Magnetic texture modulated superconductivity in superconductor/ferromagnet shells of semiconductor nanowires

TL;DR

This study demonstrates that magnetic textures in superconductor/ferromagnet nanowires can modulate superconductivity, with superconductivity appearing only in multi-domain states and being controllable by small magnetic field changes.

Contribution

The paper provides experimental evidence that magnetic textures in superconductor/ferromagnet shells can control superconductivity, introducing a new way to manipulate superconducting regions in nanowires.

Findings

Superconductivity occurs only in multi-domain states of EuS in InAs/EuS/Al nanowires.

Magnetic textures are position-dependent and reconfigurable by small magnetic fields.

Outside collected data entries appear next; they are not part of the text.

Issue #171, opened 2015-04-06
Various widths not scaled with PlayResX


aphirst:
```
<torque> uh that looks distinctly like border style 3 with non-100 fscx for anamorphic compensation
<aphirst> http://code.google.com/p/libass/wiki/IssuesAndDifferences
<aphirst> "BorderStyle 3 ("opaque box") does not behave like in VSFilter all the time. VSFilter's implementation is buggy and emulation of these bugs is hard. If possible, avoid using it."
```

**Sample file:** http://a.pomf.se/jgjpyg.mkv (approximately 7 seconds in)
**Rendering in MPC:** http://a.pomf.se/bmcwwd.jpg
**Rendering in MPV & libass:** http://a.pomf.se/hcljvr.jpg
As can clearly be seen, the opaque box between the video and a sign subtitle is the wrong size as compared to the "correct" rendering from MPC with xy-vsfilter.

**My system:**
- Arch Linux x86_64
- `libass 0.12.1`
- `mpv 0.8.3`
- `freetype2-infinality-ultimate 2.5.5`
- `fontconfig-infinality-ultimate 2.11.1`
- `harfbuzz 0.9.40`

astiob:
To clarify: the sample in the original post does not actually have BorderStyle 3 but rather an explicit vector drawing.

However (as illustrated in https://github.com/libass/libass/pull/395#issuecomment-629869816), it turns out there are a whole bunch of widths that we scale as `frame_height / PlayResY` but should actually be scaled as `frame_width / PlayResX`:
* [explicit vector drawing coordinates](https://github.com/Cyberbeing/xy-VSFilter/blob/xy_sub_filter_rc4/src/subtitles/RTS.cpp#L893)
* [`\fsp`](https://github.com/Cyberbeing/xy-VSFilter/blob/xy_sub_filter_rc4/src/subtitles/RTS.cpp#L2916)
* [`\xbord`](https://github.com/Cyberbeing/xy-VSFilter/blob/xy_sub_filter_rc4/src/subtitles/RTS.cpp#L2918)
* [`\xshad`](https://github.com/Cyberbeing/xy-VSFilter/blob/xy_sub_filter_rc4/src/subtitles/RTS.cpp#L2920)

possibly more; whenever anyone starts work on fixing this, audit by searching RTS.cpp for `m_scalex`.

[...]

PR #395, opened 2020-05-16
Border collision and \an456 stacking

### LINKED ISSUE #143: \an4/5/6 collision stacks the wrong way.
Pretty much what it says. I don't know why you'd want to have collision with \an5, but it seems like a simple enough thing it should probably be fixed.

[Script](https://gist.github.com/torque/9343c789813f90ce09be).

Photo evidence taken from xy-vsfilter shipped with Aegisub 3.2.1 and libass 26ccc19 on OS X.

libass:
libass

vsfilter:
vsfilter

### LINKED ISSUE #304: Collision detection doesn’t take borders into account
Originally reported in #154. I’ve also seen this myself.

The amount of space between two implicitly positioned lines should include the appropriate border widths of both lines.

TheOneric:
This pr changes implicit positioning to take Borders into account (like *VSFilter) and also changes the shift direction for `\an4,5,6` lines to match *VSFilter.
closes #304 
closes #143 

~~This pr is as of now not yet ready for merge.
However I'd would be niceto get some feedback if the chosen approach seems sensible.~~

--snip-- *(Moved the originally present/unidentified issues down as they have been adressed)*

As I couldn't locate the relevant part of VSFilter code, I relied on the info from #154 and test ASS files. VSFilter seems to only care about the maximal x-border, even if it's far from the edge of a line.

Localized superconducting regions can be moved by magnetic domain wall manipulation.

Abstract

In a one-dimensional ferromagnet-superconductor nanowire, magnetism can suppress superconductivity except where the Zeeman field is suppressed, for example domain wall superconductivity (DWS) near magnetic domain walls or multi-domain-averaged superconductivity (MDAS) in multi-domain states where the net magnetization over the coherence length averages to nearly zero. Here we study full-shell InAs/EuS/Al nanowires using scanning SQUID magnetometry and transport, and find superconductivity in the Al shell only when the EuS is in a multi-domain state, consistent with both DWS and MDAS, and absent in the saturated single-domain state. Scanning SQUID magnetometry further shows that the EuS magnetic texture is position dependent and reconfigurable by small changes in external magnetic field, including moving a well-defined domain wall at $\approx$5.5 $\mu$m/mT with sub-mT fields, implying that any associated localized superconducting region would likewise be movable. Such magnetic texture controlled superconductivity along a nanowire may be useful for topological qubits, Andreev spin qubits, superconducting logic, and memory devices.